• _Exercise instructions_
The records below need copying. Match each line exactly.

• _Entries taken from a collection_
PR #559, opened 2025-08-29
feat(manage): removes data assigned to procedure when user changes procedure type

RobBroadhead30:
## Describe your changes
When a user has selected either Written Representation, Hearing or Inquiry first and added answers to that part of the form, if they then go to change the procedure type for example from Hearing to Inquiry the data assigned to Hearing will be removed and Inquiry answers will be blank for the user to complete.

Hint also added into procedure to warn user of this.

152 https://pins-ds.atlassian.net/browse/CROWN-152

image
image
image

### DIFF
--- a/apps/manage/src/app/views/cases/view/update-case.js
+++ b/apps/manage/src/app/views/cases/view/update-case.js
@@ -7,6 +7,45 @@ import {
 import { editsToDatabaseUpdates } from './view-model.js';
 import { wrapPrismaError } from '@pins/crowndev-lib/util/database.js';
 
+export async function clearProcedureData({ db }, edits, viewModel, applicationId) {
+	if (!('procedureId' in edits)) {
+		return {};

• _Problem solution_
PR #559, opened 2025-08-29
feat(manage): removes data assigned to procedure when user changes procedure type

RobBroadhead30:
## Describe your changes
When a user has selected either Written Representation, Hearing or Inquiry first and added answers to that part of the form, if they then go to change the procedure type for example from Hearing to Inquiry the data assigned to Hearing will be removed and Inquiry answers will be blank for the user to complete.

Hint also added into procedure to warn user of this.

152 https://pins-ds.atlassian.net/browse/CROWN-152

image
image
image

### DIFF
--- a/apps/manage/src/app/views/cases/view/update-case.js
+++ b/apps/manage/src/app/views/cases/view/update-case.js
@@ -7,6 +7,45 @@ import {
 import { editsToDatabaseUpdates } from './view-model.js';
 import { wrapPrismaError } from '@pins/crowndev-lib/util/database.js';
 
+export async function clearProcedureData({ db }, edits, viewModel, applicationId) {
+	if (!('procedureId' in edits)) {
+		return {};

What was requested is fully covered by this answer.